What is being asked: Return all lines in the material below that contain "from".

Exercise data:
PR #801, opened 2026-09-06
Reject an mgrid whose number of field periods differs from the input

CharlesCNorton:
`MGridProvider` reads `nfp` from the mgrid file, or takes it from the in-memory response table, and `Vmec::run` never compared it with `VmecINDATA::nfp`. The vacuum field was then laid over the input's field period whatever the table was computed for: `cth_like_free_bdy` run against `mgrid_cth_like.nc` with its `nfp` header changed from 5 to 10 converges to the same equilibrium as with the file as shipped. LIBSTELL's `read_mgrid` stops on that mismatch.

Your solution:
Reject an mgrid whose number of field periods differs from the input
`MGridProvider` reads `nfp` from the mgrid file, or takes it from the in-memory response table, and `Vmec::run` never compared it with `VmecINDATA::nfp`. The vacuum field was then laid over the input's field period whatever the table was computed for: `cth_like_free_bdy` run against `mgrid_cth_like.nc` with its `nfp` header changed from 5 to 10 converges to the same equilibrium as with the file as shipped. LIBSTELL's `read_mgrid` stops on that mismatch.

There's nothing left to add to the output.